July 5, 2008
Thailand’s Siam Cement cuts petrochemical output by 10%
Siam Cement, Thailand's biggest industrial conglomerate, said on Friday it planned to cut petrochemical output by 10 percent this year due to rising raw material costs, reported Reuters.
With the price of naphtha doubling from last year, Siam Cement's petrochemical unit will cut output to 90 percent of its 1.25 million tonne capacity to reduce costs, SCG Chemicals president Cholanat Yanaranop, told reporters.
A joint venture petrochemical plant in Iran would also be delayed to next year due to construction problems, he said.
The plant is designed to produce 300,000 tonnes of high density polyethylene (HDPE) plastic pellets per day.

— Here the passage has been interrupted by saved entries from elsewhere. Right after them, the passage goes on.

PR #9, opened 2025-01-18
Elevator Subsystem 1-18 creation

braelynandthefrogs:
added test elevator code. should zero out any current values before testing

### DIFF
--- a/src/main/java/frc/robot/subsystems/ElevatorSubsystem.java
+++ b/src/main/java/frc/robot/subsystems/ElevatorSubsystem.java
@@ -103,7 +103,7 @@ public class ElevatorSubsystem extends SubsystemBase {
     m_motor.setVoltage(pidOutput + feedforwardOutput);
   }
 
-  public void motorConfigs(){
+  public void motorConfigs() {
     var talonFXConfigurator = m_motor.getConfigurator();
     var talonFXConfigurator2 = m_motor2.getConfigurator();
     var currentLimits = new CurrentLimitsConfigs();
--- a/src/main/java/frc/robot/subsystems/ElevatorSubsystem.java
+++ b/src/main/java/frc/robot/subsystems/ElevatorSubsystem.java
@@ -1,0 +1,3 @@
+package frc.robot.subsystems;
+
+public class ElevatorSubsystem {}
--- a/src/main/java/frc/robot/subsystems/ElevatorSubsystem.java
+++ b/src/main/java/frc/robot/subsystems/ElevatorSubsystem.java
@@ -10,8 +10,6 @@ import edu.wpi.first.math.controller.ElevatorFeedforward;
 import edu.wpi.first.math.controller.ProfiledPIDController;
 import edu.wpi.first.math.trajectory.TrapezoidProfile;
 import edu.wpi.first.units.Units;
-import edu.wpi.first.units.measure.MutAngle;
-import edu.wpi.first.units.measure.MutAngularVelocity;
 import edu.wpi.first.units.measure.MutVoltage;
 import edu.wpi.first.units.measure.Voltage;
 import edu.wpi.first.wpilibj.RobotController;
@@ -130,12 +128,14 @@ public class ElevatorSubsystem extends SubsystemBase {
 
   public Command goUp() {
     return startEnd(
-        () -> m_motor.set(UP_VOLTAGE), () -> m_motor.set(HOLD_VOLTAGE)); // test values from dev model bot
+        () -> m_motor.set(UP_VOLTAGE),
+        () -> m_motor.set(HOLD_VOLTAGE)); // test values from dev model bot
   }
 
   public Command goDown() {
     return startEnd(
-        () -> m_motor.set(DOWN_VOLTAGE), () -> m_motor.set(HOLD_VOLTAGE)); // test values from dev model bot
+        () -> m_motor.set(DOWN_VOLTAGE),
+        () -> m_motor.set(HOLD_VOLTAGE)); // test values from dev model bot
   }
 
   /** Stop the control loop and motor output. */
--- a/src/main/java/frc/robot/subsystems/ElevatorSubsystem.java
+++ b/src/main/java/frc/robot/subsystems/ElevatorSubsystem.java
@@ -29,8 +29,11 @@ public class ElevatorSubsystem extends SubsystemBase {
   private final double ELEVATOR_KV = 0;
   private final double ELEVATOR_KG = 0;
   private final double ELEVATOR_KA = 0;
-  private final double reverseSoftLimit = -67;
-  private final double forwardSoftLimit = -1;
+  private final double REVERSE_SOFT_LIMIT = -67;
+  private final double FORWARD_SOFT_LIMIT = -1;
+  private final double UP_VOLTAGE = -0.25;
+  private final double DOWN_VOLTAGE = 0.04;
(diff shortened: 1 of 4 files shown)


src/main/java/frc/robot/subsystems/ElevatorSubsystem.java
```diff
@@ -0,0 +1,144 @@
...
+  private final double ELEVATOR_KD = 0;
+  private final double ELEVATOR_KS = 0;
+  private final double ELEVATOR_KV = 0;
+  private final double ELEVATOR_KG = 0;
+  private final double ELEVATOR_KA = 0;
+  private final double reverseSoftLimit = -67;
+  private final double forwardSoftLimit = -1;
+
+  // Standard classes for controlling our elevator
+  private final ProfiledPIDController m_controller =
```
jamesdooley4, line 36: Since this is a CTRE-based motor controller (the TalonFX is made by CTRE), using https://v6.docs.ctr-electronics.com/en/latest/docs/api-reference/device-specific/talonfx/motion-magic.html#motion-magic-expo should get better results since the PID & motion profile run on the motor itself at a much higher rate than the Rio can run code & update the motor.

src/main/java/frc/robot/subsystems/ElevatorSubsystem.java
```diff
@@ -0,0 +1,144 @@
...
+      new ProfiledPIDController(
+          ELEVATOR_KP, ELEVATOR_KI, ELEVATOR_KD, new TrapezoidProfile.Constraints(2.45, 2.45));
+  ElevatorFeedforward m_feedforward =
```
markpete, line 39: Does this ever get reset or should it be private final as well?

src/main/java/frc/robot/subsystems/ElevatorSubsystem.java
```diff
@@ -0,0 +1,144 @@
...
+      new ElevatorFeedforward(ELEVATOR_KS, ELEVATOR_KG, ELEVATOR_KV, ELEVATOR_KA);
+
```
markpete, line 41: Can either m_controller or m_feedforward ever return null or throw an error?  This would be a good place to check it and report out the error before you get too deep into the code.  It will make future debugging easier if there is a problem as you'd catch it here instead of later when you try to use them.

src/main/java/frc/robot/subsystems/ElevatorSubsystem.java
```diff
@@ -0,0 +1,144 @@
...
+  private final double ELEVATOR_KA = 0;
+  private final double reverseSoftLimit = -67;
+  private final double forwardSoftLimit = -1;
+
+  // Standard classes for controlling our elevator
+  private final ProfiledPIDController m_controller =
+      new ProfiledPIDController(
+          ELEVATOR_KP, ELEVATOR_KI, ELEVATOR_KD, new TrapezoidProfile.Constraints(2.45, 2.45));
+  ElevatorFeedforward m_feedforward =
+      new ElevatorFeedforward(ELEVATOR_KS, ELEVATOR_KG, ELEVATOR_KV, ELEVATOR_KA);
```
markpete, line 40: Can either m_controller or m_feedforward ever fail to initialize or return null?  If so, you might consider moving these to an initialization routine and then checking for null or the error there.  That way you can detect and alert on problems earlier and save yourself (or others) future debugging headaches.

src/main/java/frc/robot/subsystems/ElevatorSubsystem.java
```diff
@@ -0,0 +1,144 @@
...
+    return routine.quasistatic(direction);
+  }
+
+  public Command sysIdDynamic(SysIdRoutine.Direction direction) {
+    return routine.dynamic(direction);
+  }
+
+  public void voltageDrive(Voltage drive) {
+    m_motor.setVoltage(drive.in(Units.Volts));
+    m_motor2.setVoltage(drive.in(Units.Volts));
```
markpete, line 101: Is it necessary to set this on m_motor2 given that it is in Follower mode from line 85?

braelynandthefrogs: Joseph said it's fine to keep it just in case

src/main/java/frc/robot/subsystems/ElevatorSubsystem.java
braelynandthefrogs: no.

braelynandthefrogs: words directly from James Dooley, so I'm deciding to trust them

src/main/java/frc/robot/subsystems/ElevatorSubsystem.java
```diff
@@ -0,0 +1,147 @@
...
+      new ElevatorFeedforward(ELEVATOR_KS, ELEVATOR_KG, ELEVATOR_KV, ELEVATOR_KA);
+
+  private TalonFX m_motor;
+  private TalonFX m_motor2;
+
+  private final MutVoltage m_appliedVoltage = Units.Volts.mutable(0);
+  // Mutable holder for unit-safe linear distance values, persisted to avoid reallocation.
+  private final MutAngle m_angle = Units.Radians.mutable(0);
+  // Mutable holder for unit-safe linear velocity values, persisted to avoid reallocation.
+  private final MutAngularVelocity m_velocity = Units.RadiansPerSecond.mutable(0);
```
jamesdooley4, line 49: Should delete these since they're never used and likely won't be

src/main/java/frc/robot/subsystems/ElevatorSubsystem.java
```diff
@@ -0,0 +1,147 @@
...
+  // This gearbox represents a gearbox containing 4 Vex 775pro motors.
+  private final double ELEVATOR_KP = 0.1;
+  private final double ELEVATOR_KI = 0;
+  private final double ELEVATOR_KD = 0;
+  private final double ELEVATOR_KS = 0;
+  private final double ELEVATOR_KV = 0;
+  private final double ELEVATOR_KG = 0;
+  private final double ELEVATOR_KA = 0;
+  private final double reverseSoftLimit = -67;
+  private final double forwardSoftLimit = -1;
```
jamesdooley4, line 33: Constants should be in ALL_CAPS, so consider REVERSE_SOFT_LIMIT and FORWARD_SOFT_LIMI

src/main/java/frc/robot/subsystems/ElevatorSubsystem.java
```diff
@@ -0,0 +1,147 @@
...
+    var outputConfigs = new MotorOutputConfigs();
+    outputConfigs.NeutralMode = NeutralModeValue.Brake;
+    talonFXConfigurator.apply(outputConfigs);
+    talonFXConfigurator2.apply(outputConfigs);
+  }
+
+  public Command goUp() {
+    return startEnd(
+        () -> m_motor.set(-0.25), () -> m_motor.set(-0.02)); // test values from dev model bot
+  }
```
jamesdooley4, line 135: Would be best to define `-0.25` and `-0.02` above as constant variables & use those. Something like UP_VOLTAGE, DOWN_VOLTAGE and HOLD_VOLTAGE

jamesdooley4 (approved):

jamesdooley4 (approved):

PR #11, opened 2025-01-24
Started Climb Subsystem

iamawesomecat:
Made the subsystem file, made constants in hardware

### DIFF
--- a/src/main/java/frc/robot/Subsystems.java
+++ b/src/main/java/frc/robot/Subsystems.java
@@ -67,6 +67,7 @@ public class Subsystems {
       climbPivotSubsystem = new ClimbPivot();
     } else {
       climbPivotSubsystem = null;
+    }
 
     if (SPINNYCLAW_ENABLED) {
       spinnyClawSubsytem = new SpinnyClaw();
--- a/src/main/java/frc/robot/Subsystems.java
+++ b/src/main/java/frc/robot/Subsystems.java
@@ -4,13 +4,10 @@ import static frc.robot.Subsystems.SubsystemConstants.*;
 
 import frc.robot.generated.BonkTunerConstants;
 import frc.robot.subsystems.ArmPivot;
-
 import frc.robot.subsystems.ClimbPivot;
-
 import frc.robot.subsystems.DrivebaseWrapper;
 import frc.robot.subsystems.ElevatorSubsystem;
 import frc.robot.subsystems.VisionSubsystem;
-
 import frc.robot.subsystems.drivebase.CommandSwerveDrivetrain;
 
 public class Subsystems {
@@ -33,6 +30,7 @@ public class Subsystems {
   public final ElevatorSubsystem elevatorSubsystem;
   public final ArmPivot armPivotSubsystem;
   public final ClimbPivot climbPivotSubsystem;
+
   public Subsystems() {
     // Initialize subsystems here (don't forget to check if they're enabled!)
     // Add specification for bonk, Enum? get team number?
@@ -60,7 +58,7 @@ public class Subsystems {
       armPivotSubsystem = null;
     }
 
-    if (CLIMBPIVOT_ENABLED){
+    if (CLIMBPIVOT_ENABLED) {
       climbPivotSubsystem = new ClimbPivot();
     } else {
       climbPivotSubsystem = null;
--- a/src/main/java/frc/robot/Subsystems.java
+++ b/src/main/java/frc/robot/Subsystems.java
@@ -21,7 +21,7 @@ public class Subsystems {
 
     public static final boolean ELEVATOR_ENABLED = true;
     public static final boolean ARMPIVOT_ENABLED = true;
-    public static final boolean CLIMBPIVOT_ENABLED = true;
+    public static final boolean CLIMBPIVOT_ENABLED = false;
     public static final boolean SPINNYCLAW_ENABLED = true;
   }
 
--- a/src/main/java/frc/robot/Subsystems.java
+++ b/src/main/java/frc/robot/Subsystems.java
@@ -4,6 +4,7 @@ import static frc.robot.Subsystems.SubsystemConstants.*;
 
 import frc.robot.generated.BonkTunerConstants;
 import frc.robot.subsystems.ArmPivot;
+import frc.robot.subsystems.ClimbPivot;
 import frc.robot.subsystems.drivebase.CommandSwerveDrivetrain;
 
 public class Subsystems {
@@ -12,13 +13,14 @@ public class Subsystems {
 
     public static final boolean DRIVEBASE_ENABLED = true;
     public static final boolean ARMPIVOT_ENABLED = true;
+    public static final boolean CLIMBPIVOT_ENABLED = true;
   }
 
   // Subsystems go here
 
   public final CommandSwerveDrivetrain drivebaseSubsystem;
   public final ArmPivot armPivotSubsystem;
-
+  public final ClimbPivot climbPivotSubsystem;
   public Subsystems() {
     // Initialize subsystems here (don't forget to check if they're enabled!)
     // Add specification for bonk, Enum? get team number?
@@ -32,6 +34,12 @@ public class Subsystems {
       armPivotSubsystem = new ArmPivot();
     } else {
       armPivotSubsystem = null;
+    }
+
+    if (CLIMBPIVOT_ENABLED){
+      climbPivotSubsystem = new ClimbPivot();
+    } else {
+      climbPivotSubsystem = null;
     }
   }
 }
--- a/src/main/java/frc/robot/subsystems/ClimbPivot.java
+++ b/src/main/java/frc/robot/subsystems/ClimbPivot.java
@@ -33,7 +33,7 @@ public class ClimbPivot extends SubsystemBase {
     talonFXConfigurator2.apply(currentLimits);
   }
 
-  public Command MoveClimbMotor(double speed) {
+  public Command moveClimbMotor(double speed) {
     return runOnce(
         () -> {
           climbPivotMotorOne.set(speed);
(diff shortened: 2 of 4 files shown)


src/main/java/frc/robot/subsystems/ClimbPivot.java
```diff
@@ -0,0 +1,43 @@
...
+  private final TalonFX climbPivotMotorTwo;
+
+  public ClimbPivot() {
+    climbPivotMotorOne = new TalonFX(Hardware.CLIMB_PIVOT_MOTOR_ONE_ID);
+    climbPivotMotorTwo = new TalonFX(Hardware.CLIMB_PIVOT_MOTOR_TWO_ID);
+
+    configureMotor();
+  }
+
+  public void configureMotor() {
```
markpete, line 21: Should this be private instead of public?  Do you need this externally callable?

src/main/java/frc/robot/subsystems/ClimbPivot.java
```diff
@@ -0,0 +1,43 @@
...
+    // enable stator current limit
+    currentLimits.StatorCurrentLimit = 5;
+    currentLimits.StatorCurrentLimitEnable = true;
+    currentLimits.SupplyCurrentLimit = 5;
+    currentLimits.SupplyCurrentLimitEnable = true;
+    talonFXConfigurator.apply(currentLimits);
+    talonFXConfigurator2.apply(currentLimits);
+  }
+
+  public Command MoveClimbMotor(double speed) {
```
KangarooKoala, line 36:
```suggestion
  public Command moveClimbMotor(double speed) {
```

KangarooKoala (commented):
We should also add controls bindings (which also include stopping the motors), though that doesn't need to happen if we want to merge this PR before Aarya arrives during the meeting at 6:30 to pick what the bindings should be.

src/main/java/frc/robot/subsystems/ClimbPivot.java
```diff
@@ -0,0 +1,43 @@
...
+  private final TalonFX climbPivotMotorTwo;
+
+  public ClimbPivot() {
+    climbPivotMotorOne = new TalonFX(Hardware.CLIMB_PIVOT_MOTOR_ONE_ID);
+    climbPivotMotorTwo = new TalonFX(Hardware.CLIMB_PIVOT_MOTOR_TWO_ID);
+
+    configureMotor();
+  }
+
+  private void configureMotor() {
```
KangarooKoala, line 21:
```suggestion
  private void configureMotors() {
```
Oops, missed this earlier.

src/main/java/frc/robot/subsystems/ClimbPivot.java
```diff
@@ -0,0 +1,43 @@
...
+public class ClimbPivot extends SubsystemBase {
+
+  private final TalonFX climbPivotMotorOne;
+  private final TalonFX climbPivotMotorTwo;
+
+  public ClimbPivot() {
+    climbPivotMotorOne = new TalonFX(Hardware.CLIMB_PIVOT_MOTOR_ONE_ID);
+    climbPivotMotorTwo = new TalonFX(Hardware.CLIMB_PIVOT_MOTOR_TWO_ID);
+
+    configureMotor();
```
KangarooKoala, line 18:
```suggestion
    configureMotors();
```

KangarooKoala (commented):
For posterity- Since Aarya can't come to the meeting today, we can do the controls later.

src/main/java/frc/robot/subsystems/ClimbPivot.java
```diff
@@ -0,0 +1,43 @@
...
+
+    var currentLimits = new CurrentLimitsConfigs();
+
+    // enable stator current limit
+    currentLimits.StatorCurrentLimit = 5;
+    currentLimits.StatorCurrentLimitEnable = true;
+    currentLimits.SupplyCurrentLimit = 5;
+    currentLimits.SupplyCurrentLimitEnable = true;
+    talonFXConfigurator.apply(currentLimits);
+    talonFXConfigurator2.apply(currentLimits);
```
jamesdooley4, line 33: Need to also set the motors into brake mode

src/main/java/frc/robot/subsystems/ClimbPivot.java
```diff
@@ -0,0 +1,43 @@
...
+  }
+
+  public Command moveClimbMotor(double speed) {
+    return runOnce(
```
jamesdooley4, line 37: Would be better to use `run( ... ).finallyDo( ... )` so the motor stops when this command ends.

jamesdooley4 (changes requested):

src/main/java/frc/robot/Subsystems.java
```diff
@@ -47,16 +50,24 @@ public Subsystems() {
...
       armPivotSubsystem = new ArmPivot();
     } else {
       armPivotSubsystem = null;
     }
+
+    if (CLIMBPIVOT_ENABLED) {
+      climbPivotSubsystem = new ClimbPivot();
+    } else {
+      climbPivotSubsystem = null;
+
```
KangarooKoala, line 70:
```suggestion
      climbPivotSubsystem = null;
    }

```

src/main/java/frc/robot/subsystems/ClimbPivot.java
```diff
@@ -0,0 +1,53 @@
...
+    var talonFXMotorOutput = new MotorOutputConfigs();
+
+    var currentLimits = new CurrentLimitsConfigs();
+
+    // enable stator current limit
+    currentLimits.StatorCurrentLimit = 5;
+    currentLimits.StatorCurrentLimitEnable = true;
+    currentLimits.SupplyCurrentLimit = 5;
+    currentLimits.SupplyCurrentLimitEnable = true;
+    talonFXMotorOutput.withNeutralMode(NeutralModeValue.Brake);
```
KangarooKoala, line 35:
```suggestion
    // Enable brake mode
    talonFXMotorOutput.NeutralMode = NeutralModeValue.Brake;
```
The convention is that you use the return value of methods that start with `with` and side effects are unimportant. (e.g., `currentLimits = new CurrentLimitsConfigs().withNeutralMode(NeutralModeValue.Brake)`)

src/main/java/frc/robot/Subsystems.java
```diff
@@ -20,6 +21,7 @@ public static class SubsystemConstants {
 
     public static final boolean ELEVATOR_ENABLED = true;
     public static final boolean ARMPIVOT_ENABLED = true;
+    public static final boolean CLIMBPIVOT_ENABLED = true;
```
jamesdooley4, line 24: Until the climb pivot is actually installed on the robot, please set this to `false`

src/main/java/frc/robot/subsystems/ClimbPivot.java
```diff
@@ -0,0 +1,54 @@
...
+
+    configureMotors();
+  }
+
+  private void configureMotors() {
+    var talonFXConfigurator = climbPivotMotorOne.getConfigurator();
+    var talonFXConfigurator2 = climbPivotMotorTwo.getConfigurator();
+    var talonFXMotorOutput = new MotorOutputConfigs();
+
+    var currentLimits = new CurrentLimitsConfigs();
```
jamesdooley4, line 28: Would be better to move these down to immediately before each of these variables is first used so if code that uses them is deleted then this call to allocate & construct them is more likely to also be deleted.

src/main/java/frc/robot/subsystems/ClimbPivot.java
```diff
@@ -0,0 +1,54 @@
...
+
+    // enable stator current limit
```
jamesdooley4, line 30: This does more than just the stator current limit, so suggest 'set and enable current limits'

src/main/java/frc/robot/subsystems/ClimbPivot.java
```diff
@@ -0,0 +1,54 @@
...
+  private final TalonFX climbPivotMotorTwo;
+
+  public ClimbPivot() {
+    climbPivotMotorOne = new TalonFX(Hardware.CLIMB_PIVOT_MOTOR_ONE_ID);
+    climbPivotMotorTwo = new TalonFX(Hardware.CLIMB_PIVOT_MOTOR_TWO_ID);
+
+    configureMotors();
+  }
+
+  private void configureMotors() {
```
jamesdooley4, line 23: Also need to set one of the motors to follow the other, as I expect they'll be e mechanically linked

src/main/java/frc/robot/subsystems/ClimbPivot.java
```diff
@@ -12,42 +14,50 @@ public class ClimbPivot extends SubsystemBase {
 
   private final TalonFX climbPivotMotorOne;
   private final TalonFX climbPivotMotorTwo;
+  private final DigitalInput climbSensor;
+
+  public static boolean IS_CLIMBED = false;
```
KangarooKoala, line 19: Where is this used? Should it be `final`?

iamawesomecat: Not final, will change to true when the sensor detects the cage (thats what the sensor is supposed to do, right?)

Can be used in a sequential, has no real use yet.

KangarooKoala: Why not just call `checkClimbSensor()` instead of checking that variable? And if it's meant to be changed, why is it named like a constant?

iamawesomecat: Oh, yeah that makes sense. Removed the variable

KangarooKoala (commented):
Not sure these are the controls we want for manual control (I was thinking of one button moves it out, other button moves it in), but otherwise looks good.

jamesdooley4 (approved):

PR #16, opened 2025-01-25
ArmSensor, and other Sensor work.

Skymouse888:


jamesdooley4 (approved):

src/main/java/frc/robot/sensors/ArmSensor.java
```diff
@@ -0,0 +1,37 @@
...
+import static edu.wpi.first.units.Units.Millimeter;
+
+import au.grapplerobotics.ConfigurationFailedException;
+import au.grapplerobotics.LaserCan;
+import edu.wpi.first.units.measure.Distance;
+import frc.robot.Hardware;
+
+public class ArmSensor {
+
+  private final LaserCan mainSensor;
```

Despite the lower petrochemical output, Cholanat expected petrochemical revenues to rise to 150 billion baht ($4.5 billion) this year from a previous forecast of 120 billion baht, and compared to 110 billion baht last year.
Cholanat said the revision reflected surging global oil prices, which had pushed up petrochemical prices.
"The revenue forecast of 150 billion baht for this year is based on a crude price of $130-$140 a barrel," he said as oil neared $145 a barrel on Friday.
"But our petrochemical margin will not be better than last year because raw material costs are rising at a faster pace than selling prices of plastic products," he said.
The spread between HDPE and naphtha was $659 a tonne last year. Petrochemical revenues contribute about half of Siam Cement's total revenues.
Siam Cement's other core businesses are cement, paper, building materials and distribution.